Besides, if there were a place like Jurassic Park, it would be a military wet-dream. Not because evil army scientists would want to convert the dinosaurs into military weapons (though this would rule, see: Dinoriders) but because dinosaurs are the perfect enemy to encourage a popular incursion. 

Consider:

1. Dinosaurs are not protected by the Geneva Convention.

How awesome is that? All dinosaurs lack uniforms, command structure, and a recognized sovereign nation. They are ALL illegal combatants. So, troops, have fun! Turn up the Korn on your iPod and light up every goddamn native you see. No messy trials or paperwork. Put them on leashes and kick 'em around. Put panties on their heads. Nobody cares. Waterboard that veciloraptor all day long. It will never talk, so keep doing what you love. 

2. Dinosaurs don't build IEDs.

That's right, a dinosaur will run right at you, snapping its teeth and roaring right up the point you fire an RPG down its throat. These hateful pea-brained bastards don't do any of that pussy guerilla bullshit. They will throw down with you.  Even if you're a hulking Marine with a SAW gun and a full backplate tattoo of Yosemite Sam pissing on the Ford logo. They know no fear.

3. Dinosaurs have no religion or ethnicity. 

This one's always a plus. You have carnivores and herbivores. All of them must die. They will not take refuge in mosques, form militias, or otherwise be a pain in the ass. They are cold-blooded and godless.

4. Dinosaurs inarguably hate freedom.

Not a single egalitarian democracy has ever been been founded by dinosaurs. They are Darwinian anarchists and have no place in a modern community of nations. 

5. Dinosaurs are supposed to be extinct.

Man, nation-building sucks. We're very very bad at it. We are good at indiscriminate killing, however. Jurassic Park need not be liberated. Let's stick to what we do best.

I'm sure you see the wisdom now of declaring merciless open war on Jurassic Park. Write your congressperson today. Thanks. 

    

Sunday, April 13, 2008

The Warlord's American Fantasy


The Warlord is a bawdy and bloodthirsty comic book spawned from the late 1970s. One of many sword & sorcery titles to come out in the wake of Marvel's successful Conan properties, Mike Grell's The Warlord managed to become something of a standout; for a few years it was DC's top-selling title. What saved The Warlord from the Unforgiving Axe of Abrupt Cancelation? And why do I still get such a kick of reading it today?

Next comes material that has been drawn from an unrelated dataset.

PR #262, opened 2024-11-11
Move config to beamlime.config.raw_detectors for creating raw views

MridulS:
This PR moves the config of detectors to `beamlime.config.raw_detectors` and cleans up the `handlers.py` a bit. For now these are just python files but we can make them into TOML/YAML/.... in the future. We can also move them to instrument packages and register them via entry-points. I chose `beamlime.config.raw_detectors` to be explicit that this is the configuration used during raw detector view.

### DIFF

The easy answers are A) Because comic readers of the era were mouth-breathing preadolescent geeks easily captivated by prurient trash like The Warlord, and B) I'm not above it, either.  Be that as it may, a slew of other books just didn't hack it. There was no shortage of boobs, beasts, and broadswords in the comic world. Grell created something in The Warlord that set him apart from the rest. It's a ribald picaresque adventure tale, starring an American hardass who (unlike Conan and his brooding ilk) discovers life as a muscle-bound killing machine in fantasyland  is actually a pretty good time. 

The Warlord is Journey to the Center of the Earth meets Tanar of Pellucidar with a soundtrack by Manowar. Lt. Col. Travis Morgan's SR-71 Blackbird spy plane is shot up by Commie fighters, and he bails out over the North Pole, unable to make it to an Alaskan base. Much to his confusion, he parachutes into a jungle. Morgan is soon attacked by dinosaurs, then saved by a sword-wielding barbarian woman. Of course, they fall in love.
 
Morgan's modern mind, mad skills, and a .44 Magnum handgun make him a force to reckoned with in Skartaris. (Skartaris is inside of our own hollow earth, a land of eternal daylight.) Soon, our hero becomes known as "The Warlord," a devil-may-care rogue with a winged helmet and snow-leopard loincloth who fights sorcerers, robots, naturally occurring animals, and other "enemies of freedom" whenever they cross his path. 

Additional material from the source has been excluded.